Adding an Agent (RDS Databases)

After you add a MySQL or GaussDB(for MySQL) database, you can start configuring security group rules. You do not need to install an agent on the database.

If an application connects to multiple RDS databases, be sure to:

  • Add an agent to each of the RDS databases.
  • Select Select an existing agent if one of the databases already has an agent. Add that agent for the rest of the databases.
  1. Log in to the management console.
  2. Select a region, click , and choose Security > Database Security Service. The Dashboard page is displayed.
  3. In the navigation tree on the left, choose Databases.
  4. In the Instance drop-down list, select the instance whose agent is to be added.
  5. In the Agent column of the desired database, click Add.
  6. In the displayed dialog box, select an add mode. For details about related parameters, see Table 3.

    • Select Select an existing agent for Add Mode.

      If an agent has been installed on the application, you can select it to audit the desired database.

    • Set Add Mode to Create an agent.

      If no agent is available, select Create an agent to create one.

      Select Installing Node Type to Application, and set Installing Node IP Address to the intranet IP address of the application.

    Table 3 Parameters for adding an agent (RDS databases)

    Parameter

    Description

    Example Value

    Add Mode

    Mode for adding an agent
    • Selecting an existing agent

      If an agent has been installed on a database connected to the same application as the desired database, select Select an existing agent.

    • Create an agent

      If no agent is available, select Create an agent to create one.

    Create an agent

    Installing Node Type

    This parameter is mandatory when Add Mode is set to Create an agent.

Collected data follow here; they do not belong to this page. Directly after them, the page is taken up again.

PR #465, opened 2020-02-16
Update SerialClient.py

zaizhizhuang:
The 'send' function need return a vaule .
        ServiceServer
            callback
                if self.parent.send(self.id, data_buffer.getvalue()) >= 0:

### DIFF
--- a/rosserial_python/src/rosserial_python/SerialClient.py
+++ b/rosserial_python/src/rosserial_python/SerialClient.py
@@ -740,6 +740,13 @@ class SerialClient(object):
         Queues data to be written to the serial port.
         """
         self.write_queue.put((topic, msg))
+        """
+        Here need return a vaule .zzz
+        ServiceServer
+            callback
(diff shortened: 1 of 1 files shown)


rosserial_python/src/rosserial_python/SerialClient.py
```diff
@@ -740,6 +740,13 @@ def send(self, topic, msg):
         Queues data to be written to the serial port.
         """
         self.write_queue.put((topic, msg))
+        """
+        Here need return a vaule .zzz
+        ServiceServer
+            callback
+                if self.parent.send(self.id, data_buffer.getvalue()) >= 0:
+        """
+        return 1
```
mikepurvis, line 749: The queue is not limited in length, so there is no way for this to fail. IMO the issue should be fixed in ServiceServer.

mikepurvis (changes requested):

    To audit the RDS databases, select Application.

    Application

    Installing Node IP Address

    This parameter is mandatory if Installing Node Type is set to Application. You can enter only one installation node IP address. The IP address of an agent must be unique.

    The IP address is the intranet IP address of the application.

    The IP address must be an internal IP address in IPv4 or IPv6 format.

    NOTICE:

    To audit an RDS database connected to an off-cloud application, set this parameter to the IP address of the proxy.

    192.168.1.1

    Audited NIC Name

    Optional. This parameter is configurable if Installing Node Type is set to Application.

    Name of the network interface card (NIC) of the application node to be audited

    -

    CPU Threshold (%)

    Optional. This parameter is configurable if Installing Node Type is set to Application.

    CPU threshold of the application node to be audited. The default value is 80.

    NOTICE:

    If the CPU usage of a server exceeds the threshold, the agent on the server will stop running.

    80

    Memory Threshold (%)

    Optional. This parameter is configurable if Installing Node Type is set to Application.

    Memory threshold of the application node to be audited. The default value is 80.

    NOTICE:

    If the memory usage of your server exceeds the threshold, the agent will stop running.

    80

    OS

    OS of the application node to be audited. The value can be LINUX64. This parameter is configurable if Installing Node Type is set to Application.

    LINUX64

  7. Click OK.

Follow-Up Procedure

Configure TCP (port 8000) and UDP (ports 7000 to 7100) in the security group inbound rule of the agent node to allow the agent to communicate with the audit instance. For details about how to add a security group rule, see Adding a Security Group Rule.